Band structure of bcc Fe with spin-orbit coupling included. Solid lines: original band structure from a conventional first-principles calculation. Dotted lines: Wannier-interpolated band structure. The zero of energy is the Fermi level.

Figure 2

(Color online) Isosurface contours of maximally localized spin-up WF in bcc Fe (red for positive value and blue for negative value), for the $8\times 8\times 8$ $k$-point sampling. (a) $s{p}^3{d}^2$-like WF centered on a Cartesian axis and (b) $d_{xy}$-like WF centered on the atom.

Figure 3

Band structure and total Berry curvature, as calculated using Wannier interpolation, plotted along the path $\Gamma \text{−}H\text{−}P$ in the Brillouin zone. (a) Computed at the full spin-orbit coupling strength $\lambda =1$. (b) Computed at the reduced strength $\lambda =0.25$. The peak marked with a star has a height of $5\times {10}^4\mathrm{a.u.}$

Figure 4

Decomposition of the total Berry curvature into contributions coming from the three kinds of terms appearing in Eq. (32).
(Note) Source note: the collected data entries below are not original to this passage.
PR #2200, opened 2018-03-01
fix(accordion): refact active card class

kukac7:


pkozlowski-opensource:
@kukac7 what is the motivation for this PR?

kukac7:
@pkozlowski-opensource I want the entire `card` to be active, not a `card-header` because it can handle the active, open state. (eg. css style)

pkozlowski-opensource:
Hmm, seems like Bootstrap's accordion is _not_ using active class at all, so we should probably remove it altogether: https://getbootstrap.com/docs/4.0/components/collapse/#accordion-example

kukac7:
@pkozlowski-opensource on this basis, you can also remove the active class from the `card-header`. 🤷‍♂️ 

after that, how do I know which `card` is active so I can write a custom design?

pkozlowski-opensource:
@kukac7 I've just checked and Bootstrap 4 is not using `active` class any more in their markup for accordions: https://getbootstrap.com/docs/4.0/components/collapse/#accordion-example

Having this class set in our code is a mistake and we are going to remove it in a next release where we can do breaking changes (2.0.0). I've opened # to track this. Custom styling via CSS is the whole different topic so please open a separate issue with a feature request and your use-case description, so we can track this.

Given all the above I can't merge this PR as the `active` class shouldn't be here in the first place...

kukac7:
@pkozlowski-opensource never mind.
I wrote from myself and I will not use yours. 😉

PR #2213, opened 2018-03-10
test(alert): add more tests

Foxandxss:
The code coverage of alert wasn't 100%, now it should be.


Foxandxss:
Oh clang, forgot about you, I was happier, then I am misserable again.

PR #4795, opened 2024-01-26
fix: disable broken UpdateSitemaps step of Continuous integration

jcschaff:
disable UpdateSitemaps step of Continuous integration action in cd.yml.  It is failing in a non-recoverable way - it bootstraps off of a healthy biosimulations.org site, but since biosimulations.org is not healthy at the moment, this step blocks any progress.

This step will be restored in the future - hopefully in a way that doesn't reach out to the server - or make it optional

### DIFF
--- a/.github/workflows/cd.yml
+++ b/.github/workflows/cd.yml
@@ -24,11 +24,11 @@ jobs:
     with:
       branch: dev
 
-  UpdateSitemaps:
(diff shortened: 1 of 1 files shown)


AlexPatrie (approved):
Looks good. Just a heads up that you might encounter autoformatting or errors from the Spell checking action.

The path in $k$-space is the same as in Fig. 3. The dotted line is the first $\left(\overline{\Omega }\right)$ term, the dashed line is the sum of second and third ($D\text{−}\overline{A}$) terms, and the solid line is the fourth $\left(D\text{−}D\right)$ term of Eq. (32). Note the log scale on the vertical axis.

Figure 5

(Color online) Lines of intersection between the Fermi surface and the plane $k_y=0$. Colors indicate the $S_z$ spin-component of the states on the Fermi surface (in units of $\hslash ∕2$).

Figure 6

(Color online) Calculated total Berry curvature $-{\Omega }_z$ in the plane $k_y=0$ (note log scale). Intersections of the Fermi surface with this plane are again shown.

Figure 7

Anomalous Hall conductivity vs spin-orbit coupling strength.